We’re hoping to have a day of honest and productive discussion on both broad and narrow issues so we can develop insights and make practical conclusions.
The full timetable is attached and the afternoon will have meetings planned on topics such as Left Media, Student Organising, Housing activism and Progressive Policy ideas, with more to follow. Again, please let us know if there’s a topic that you’d like to organise a discussion on.
We look forward to seeing you all then,
Left Forum Organisers
Final Agenda for the First Left Forum
The Left Forum will be divided into three main parts. The first section, the deliberative section, will see the agenda discussed in small groups of approximately six to ten attendees which will be chaired by a convenor. At the lunch break the convenors will meet to discuss if there seems to be a consensus from the discussions that can be formed into a document.
The second part of the process will take place after lunch which will be a plenary session involving all present. If possible the document will be presented, amended by attendees and voted on. If not possible a vote will be taken on whether to continue the process.

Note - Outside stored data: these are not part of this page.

PR #154, opened 2016-02-29
Unlink and stop service for conflicting formulae.

mikemcquaid:
Unlink and stop the service for conflicting formulae or those specified
by a `conflicts_with` argument. This is useful when using `brew bundle`
to manage the transition between e.g. `homebrew/versions` versions.

Similar to https://github.com/Homebrew/homebrew-bundle/pull/124

CC @josh @xu-cheng for thoughts.

### DIFF
--- a/lib/bundle/brew_installer.rb
+++ b/lib/bundle/brew_installer.rb
@@ -14,14 +14,16 @@ module Bundle
       @full_name = name
       @name = name.split("/").last
       @args = options.fetch(:args, []).map { |arg| "--#{arg}" }
+      @conflicts_with_arg = options.fetch(:conflicts_with, [])
       @restart_service = options.fetch(:restart_service, false)
     end
 
     def run
-      install_or_upgrade and restart_service!
+      install_change_state! && service_change_state!
     end
 
-    def install_or_upgrade
+    def install_change_state!
+      return false unless resolve_conflicts!
       if installed?
         upgrade!
       else
@@ -38,8 +40,13 @@ module Bundle
       @changed
     end
 
-    def restart_service!
-      restart_service? ? BrewServices.restart(@full_name) : true
+    def service_change_state!
+      if restart_service?
+        puts "Restarting #{@name} service." if ARGV.verbose?
+        BrewServices.restart(@full_name)
+      else
+        true
+      end
     end
 
     def self.formula_installed_and_up_to_date?(formula)
@@ -88,6 +95,41 @@ module Bundle
 
     def upgradable?
       BrewInstaller.formula_upgradable?(@name)
+    end
+
+    def conflicts_with
+      @conflicts_with ||= begin
+        conflicts_with = Set.new
+        conflicts_with += @conflicts_with_arg
+
+        if (formula_info = Bundle::BrewDumper.formula_info(@full_name))
+          if (formula_conflicts_with = formula_info[:conflicts_with])
+            conflicts_with += formula_conflicts_with
+          end
+        end
+
+        conflicts_with.to_a
+      end
+    end
+
+    def resolve_conflicts!
+      conflicts_with.each do |conflict|
+        if BrewInstaller.formula_installed?(conflict)
+          if ARGV.verbose?
+            puts <<-EOS
+Unlinking #{conflict} formula.
+It is currently installed and conflicts with #{@name}.
+EOS
+          end
+          return false unless Bundle.system("brew", "unlink", conflict)
+          if @restart_service
+            puts "Stopping #{conflict} service (if it is running)." if ARGV.verbose?
+            BrewServices.stop(conflict)
+          end
+        end
+      end
+
+      true
     end
 
     def install!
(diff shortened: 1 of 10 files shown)


lib/bundle/brew_installer.rb
```diff
@@ -14,21 +14,35 @@ def initialize(name, options = {})
...
-        upgrade!
+        if unlink?
+          unlink!
+        else
+          upgrade!
+        end
       else
         install!
       end
     end
```
xu-cheng: So for `brew "foo", unlink: true`, we will have:
* Unlink it if it's installed.
* Install (and link it) if it's not installed.

This is very counter-intuitive. From what I'm understanding, what you really need is an unlink-if-conflict feature.

mikemcquaid: > This is very counter-intuitive.

Agreed, will fix.



> From what I'm understanding, what you really need is an unlink-if-conflict feature. This also can be applied to services. I think what you want is stop-services-if-conflict feature(this may be better to be handled inside brew services).

That relies on conflicts being declared consistently and correctly and I don't think we can rely on that particularly when e.g. you're mixing third-party taps.

xu-cheng: I don't think we should use `brew "foo", unlink: :true` as DSL to handle what really is conflicting list. The reasons are (a) `brew "foo"` as a DSL is used to declare a dependency, and this is not. (b) it will interfere with the functions of `check` and `cleanup`. 

As I'm still thinking it's formula's duty to declare its conflicted formulae, I acknowledge this info can be missing. So how about a `brew "foo", conflicts_with: %w[a b]` to supply missing information. Therefore, rest of things can be handled as unlink/stop if conflict.

mikemcquaid:
@xu-cheng I really liked the approach you suggested, feels much cleaner, thanks. Let me know what you think of the PR now.

lib/bundle/brew_installer.rb
```diff
@@ -90,6 +97,41 @@ def upgradable?
...
+
+        conflicts_with.to_a
+      end
+    end
+
+    def unlink_conflicts!
+      conflicts_with.each do |conflict|
+        if BrewInstaller.formula_installed?(conflict)
+          if ARGV.verbose?
+            puts <<-EOS
```
xu-cheng: Use `EOS.undent`?

lib/bundle/brew_installer.rb
```diff
@@ -14,14 +14,16 @@ def initialize(name, options = {})
       @full_name = name
       @name = name.split("/").last
       @args = options.fetch(:args, []).map { |arg| "--#{arg}" }
+      @conflicts_with_arg = options.fetch(:conflicts_with, false)
```
xu-cheng: It seems to make more sense to:
```ruby
@conflicts_with_arg = options.fetch(:conflicts_with, [])
# OR
@conflicts_with_arg = options.fetch(:conflicts_with, Set.new)
```

Mixing boolean and array/set is kinda weird to me.

lib/bundle/brew_installer.rb
```diff
@@ -90,6 +97,41 @@ def upgradable?
...
+          if (formula_conflicts_with = formula_info[:conflicts_with])
+            conflicts_with += formula_conflicts_with
+          end
+        end
+
+        conflicts_with.to_a
+      end
+    end
+
+    def unlink_conflicts!
```
xu-cheng: Maybe call it `resolve_conflicts!`?

xu-cheng:
:+1:

lib/bundle/brew_installer.rb
mikemcquaid: :+1:

lib/bundle/brew_installer.rb
mikemcquaid: :+1:

lib/bundle/brew_installer.rb
mikemcquaid: Not available in Homebrew Bundle 😢

xu-cheng: It may be not available for test. But it's definitely available in bundle as it loads all of Homebrew core code. I think all you need to do is adding a dumpy `String#undent` method in `spec_helper.rb`.

lib/bundle/brew_services.rb
```diff
@@ -1,5 +1,11 @@
 module Bundle
   class BrewServices
+    def self.stop(name)
+      started = !`brew services list | grep "#{name}" | grep -q "started"`.chomp.empty?
```
xu-cheng: Oh, a final improvement. It may be a better idea to use `split/include?` instead of shelling out using `grep`. This is to avoid shell injection.

mikemcquaid: 👍 will open a new PR.

lib/bundle/brew_installer.rb
mikemcquaid: 👍 will open a new PR.

lib/bundle/brew_services.rb
mikemcquaid: 👍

The third part of the forum will see a number of focused discussion groups around specific areas for example economics, trade unions and left media. This will be an opportunity to build networks of activists and those interested in the topics and develop ways that attendees may work together in the future. If agreed the convenors of the focused sessions will carry the work forward. Attendees are free to propose topics for focus discussions either in advance or at the forum.
11.00am- 11.15am – Registration and seating.
11.15am – 11.30am – Brief Introduction and explanation of the process.
11.30am – 1.00pm – Deliberation on questions below using tables of 10 randomly assigned participants. Chaired by convenor with more detailed agenda.
1 Who is the Left?
2 What can the Left realistically hope to achieve in the short, medium and long term?
3 How and where do we achieve these aims?
4 What sort of left organisations can help us achieve our goals
1.00pm-2.00pm – Lunch. Conveners meet, discuss outcome of deliberation discussions prepare document for plenary session
2.00pm – 3.00 pm – Plenary session – document shown numbered on projected screen. Attendees have opportunity to discuss document in single town hall style meeting, offer amendments etc. If agreed vote on the document, if not vote to continue process.
3.00pm- 3.15pm – Coffee break and organise tables of pre-arranged focused discussions i.e trade unions, education, media, – also allow space for anyone to set up table for any other issue they wish to discuss.
4.15pm-5.30pm – Focused Discussions –The focus of these discussions are to get people together, and may be of a more practical nature. And hope to establish networks for future work together. Each discussion group if decided will elect a convenor to carry on the process after the event.
Focus Discussions will take place on the following areas:
Left/Alternative/Community Media; Youth Issues; Housing; Economics and Policy; Education
(more may follow at a later date)
5.30pm Closing remarks, based on outcomes of deliberation and focused discussions (If a document has been agreed from deliberation and plenary). There can be brief report back from focused discussions conveners.